# Getting Truck Lettered Up



## P.M.L.C (Jan 29, 2014)

got a quote to get my front bug deflector the eyebrow and the tailgate all lettered up. don't know what it costs to really do the lettering so I was wondering if anyone knows.


----------



## KubotaJr (Dec 8, 2005)

Well what did you get for a price?


----------



## P.M.L.C (Jan 29, 2014)

I got $225 as a price, wanted to see what everyone else thought it would be before I mentioned it


----------



## Glenn Lawn Care (Sep 28, 2009)

I got my tailgate, box and driver and passenger door for $290.


----------



## P.M.L.C (Jan 29, 2014)

okay so I should be in the clear at $225, great


----------



## ByDesign (Sep 2, 2011)

Just the driver and passenger doors for me was $450. Sounds like a deal to me.


----------



## MattR (Jan 4, 2009)

I used to be in the vinyl sign business. Many factors determine the price. Material quality does vary.


----------



## allagashpm (Sep 29, 2012)

My 2 doors with logo number etc cost around 220 total I think. Seems like a good price


----------



## P.M.L.C (Jan 29, 2014)

thanks everyone, answers were helpful


----------



## vintage steel (Nov 15, 2011)

I would call around. This cost me $150:








It was done by: First class graphics and signs, Coeur d'Alene, ID (208) 699-5000


----------



## MR. Elite (Nov 24, 2012)

^^^^ U got an AMAZING deal 2 say the least!!! We used 2 do a good amount of vinyl work, and I would've charged $500+ for design, cut/weed and apply. Looks good tho!


----------



## kj3033 (Feb 6, 2014)

My driver, passenger and tailgate for $500, made it back same day just driving down the street. Picked up a side job for $1150


----------



## MattR (Jan 4, 2009)

I find it ironic that we hate low ballers when it is about the snow business. If we could get away with it, I am sure lots of things would be done to the low ballers to "teach them a lesson". Yet we find it acceptable to seek out and hire the vinyl sign business low ballers when looking for lettering for our vehicles.


----------



## wewille (Jan 20, 2009)

MattR;1750970 said:


> I find it ironic that we hate low ballers when it is about the snow business. If we could get away with it, I am sure lots of things would be done to the low ballers to "teach them a lesson". Yet we find it acceptable to seek out and hire the vinyl sign business low ballers when looking for lettering for our vehicles.

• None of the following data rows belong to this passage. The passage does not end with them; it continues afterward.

Issue #5625, opened 2021-05-04
Copper Ore gives too much Rough Stone


Hacki95:
#### WHAT CLIENT DO YOU PLAY ON?

- [ ] enGB
- [X] enUS
- [ ] other (specify)

##### FACTION

- [ ] Alliance
- [X] Horde

##### CONTENT PHASE:

- [ ] Generic
- [X] 1-19
- [ ] 20-29
- [ ] 30-39
- [ ] 40-49
- [ ] 50-59

##### CURRENT BEHAVIOUR:

The [Copper Ore](https://wowgaming.altervista.org/aowow/?object=1731) loot table seems to pull the [Rough Stone](https://wowgaming.altervista.org/aowow/?item=2835) twice, resulting in 2-12 instead of 1-6 rough stone. See the screenshot after aprox. 40 mined ores in Mulgore:

![WoWScrnShot_042021_122144](https://user-images.githubusercontent.com/81629712/115383933-b237b280-a1d6-11eb-878e-efc7f836cb48.jpg)

##### EXPECTED BLIZZLIKE BEHAVIOUR:

According to the database of [Copper Ore](https://wowgaming.altervista.org/aowow/?object=1731), only 1-6 Rough Stone should be looted by mining one vein.

##### STEPS TO REPRODUCE THE PROBLEM:

1. Mine several Copper Nodes
2. Keep close attention to the amount of looted Rough Stone

##### EXTRA NOTES:

Linked issue: https://github.com/chromiecraft/chromiecraft/issues/448

Was already reported once in Issue #163, but dropped as it could not be recreated and only occured once. The screenshot above shows several occurences.

##### AC HASH/COMMIT:

https://github.com/chromiecraft/azerothcore-wotlk/commit/b8b5f68f98ff8771a6ec87ea6805ceced91c406a

##### OPERATING SYSTEM:

Ubuntu 20.04

##### MODULES:

- [mod-cfbg](https://github.com/azerothcore/mod-cfbg)
- [mod-duel-reset](https://github.com/azerothcore/mod-duel-reset)
- [mod-desertion-warnings](https://github.com/azerothcore/mod-desertion-warnings)
- [mod-ah-bot](https://github.com/azerothcore/mod-ah-bot)
- [mod-eluna-lua-engine](https://github.com/azerothcore/mod-eluna-lua-engine)
- [mod-server-auto-shutdown](https://github.com/azerothcore/mod-server-auto-shutdown)
[...]

PR #5628, opened 2021-05-04
fix(DB/gameobject_loot_template): Correct drop chances for all classic ores

Hacki95:
Co-Author: @necropola

## Changes Proposed:
- Correct the dropchances of all types of "Stones" from classic ores.
- Correct the dropchances of all types of "Ores" from classic ores.
- Correct some groupIds

## Issues Addressed:
- Closes: https://github.com/chromiecraft/chromiecraft/issues/448
- Closes: https://github.com/azerothcore/azerothcore-wotlk/issues/5625

## SOURCE:

- I used a mix of classic wowhead data, math and simple guessing. Since wotlk nodes aren't looted 3 times anymore but only once. So for most numbers I simply took the min/max value and multiplied it by 3. Since some drops already had 2-4 instead of 1-3 I went with similiar numbers for the others.
- The numbers might be guessed but they are way closer to the correct ones I assume. For example most stone types had a drop chance of 100%. Every source points to them being a more moderate 40% so I went with that number.
- I am not 100% sure every min/max number is completely correct now but they should only be off by 1 if they are. Not much of a chance to be 100% sure until wotlk classic hits. Its way better than before atleast.

## Tests Performed:

- Applied the SQL
- Checked the Database

## How to Test the Changes:

- Apply the SQL
- Go do some mining

- No way to be 100% sure about min/max values atm but they are way closer to the correct ones than before. If it turns out they are off by about 1 its a simple fix.

## Target Branch(es):
- [x] Master

 

data/sql/updates/pending_db_world/rev_1620115611701757811.sql
```diff
@@ -0,0 +1,59 @@
+-- INSERT INTO `version_db_world` (`sql_rev`) VALUES ('1620115611701757811');
+
+-- Copper Vein
+UPDATE `gameobject_loot_template` SET `MaxCount`=7 WHERE FIND_IN_SET (`Entry`,'1502,1735,2626,18092') and Item = 2835; -- Rough Stone
```
Kitzunu, line 4: Big AND

Hacki95: Fixed

FrancescoBorzi (approved):

data/sql/updates/pending_db_world/rev_1620115611701757811.sql
```diff
@@ -0,0 +1,59 @@
+-- INSERT INTO `version_db_world` (`sql_rev`) VALUES ('1620115611701757811');
```
FrancescoBorzi, line 1: why commented? we need it

Hacki95: Ohh you are right I always comment this out while testing. Fixed!

necropola:
**An overview of the expected effect on the average drop rate for the different types of Ore & Stone**

image

Hacki95:
Found some better data by using the waybackmachine on wowhead and analyzing the source from the site.

I updated the google sheet. Huge thanks again to @necropola for making it.
grafik

data/sql/updates/pending_db_world/rev_1620115611701757811.sql
```diff
@@ -0,0 +1,74 @@
...
+@HEAVYSTONE = 2838,
+@IRONORE = 2772,
+@SOLIDSTONE = 7912,
+@MITHRILORE = 3858,
+@DENSESTONE = 12365,
+@SOULDARITE = 19774,
+@THORIUMORE = 10620;
+
+-- Copper Vein
+UPDATE `gameobject_loot_template` SET `MaxCount`=6 WHERE FIND_IN_SET (`Entry`,'1502,1735,2626,18092') AND Item = @ROUGHSTONE; -- Rough Stone
```
Kitzunu, line 17: backtick on item

necropola:
I've added an additional column to the sheet which contains the `Loot entry (Data1)` value and I've grouped the rows by this value. This makes it a **lot** easier to match the table with your PR.

image

data/sql/updates/pending_db_world/rev_1620115611701757811.sql
```diff
@@ -0,0 +1,74 @@
...
+
+-- Tin Vein
+UPDATE `gameobject_loot_template` SET `MaxCount`=6 WHERE FIND_IN_SET (`Entry`,'1503,1736,2627,18093') AND `Item` = @COARSESTONE; -- Coarse Stone
+UPDATE `gameobject_loot_template` SET `MinCount`=1 WHERE FIND_IN_SET (`Entry`,'1503,1736,2627,18093') AND `Item` = @COARSESTONE; -- Coarse Stone
+UPDATE `gameobject_loot_template` SET `Chance`=50 WHERE FIND_IN_SET (`Entry`,'1503,1736,2627,18093') AND `Item` = @COARSESTONE; -- Coarse Stone
+UPDATE `gameobject_loot_template` SET `MinCount`=1 WHERE FIND_IN_SET (`Entry`,'1503,1736,2627,18093') AND `Item` = @TINORE; -- Tin Ore
+UPDATE `gameobject_loot_template` SET `MaxCount`=4 WHERE FIND_IN_SET (`Entry`,'1503,1736,2627,18093') AND `Item` = @TINORE; -- Tin Ore
+
+-- Iron Deposit
+UPDATE `gameobject_loot_template` SET `Chance`=50 WHERE Entry = 1505 AND `Item` = @HEAVYSTONE; -- Heavy Stone
```
Kitzunu, line 31: backtick on entry too, all keywords should have them =)

necropola: You mean column names, right?

Kitzunu: yes

Kitzunu: https://www.azerothcore.org/wiki/sql-standards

You couldn't have said it better.


----------



## MattR (Jan 4, 2009)

wewille;1759341 said:


> You couldn't have said it better.


I probably said it so well that nobody else wanted to brag about the "deal" they got...lol.


----------



## vlc (Dec 8, 2012)

I got a great deal! $400 for 4 doors and 2 tailgates. But he's a relative, so he hooked me up.


----------



## anythinglabor (Sep 19, 2013)

you guys drank more than me - 

a decent cricut machine is typically 300$ or less - paying around that same price for a few logos is def. not a wise business decision. I put all mine on by myself (in the dark & freezing cold) in about 10 minutes w/ no prior experience.

Do some research and save $$$


----------



## NorthernProServ (Nov 26, 2013)

Got two trucks done, drivers/passenger side front and back. Came to $180.00 with logo.


----------



## BossPlow614 (May 27, 2009)

anythinglabor;1772014 said:


> you guys drank more than me -
> 
> a decent cricut machine is typically 300$ or less - paying around that same price for a few logos is def. not a wise business decision. I put all mine on by myself (in the dark & freezing cold) in about 10 minutes w/ no prior experience.
> 
> Do some research and save $$$


And I'm sure yours look wonderful


----------



## anythinglabor (Sep 19, 2013)

I've seen worse - i have 60$ into two trucks

driver / passenger side door, and tailgate on both.

I agree with the "Low ball" aspect of things, but I have a few other businesses in the works that benefit from vinyls, along with potential truck upgrades / vehicle changes, etc. I was quoted 290$ a truck, from a long term financial aspect I had no choice but to see what kind of deal I could really work.... If they would have said 350 or 400 for the pair, I would have paid the money.

- Tim


----------



## MatthewG (Jun 16, 2009)

What most graphic guys fail to enforce and its obvious from posted photos, is Legible, sizable text.

Most trucks going down the road, do not clearly display the company name and contact number.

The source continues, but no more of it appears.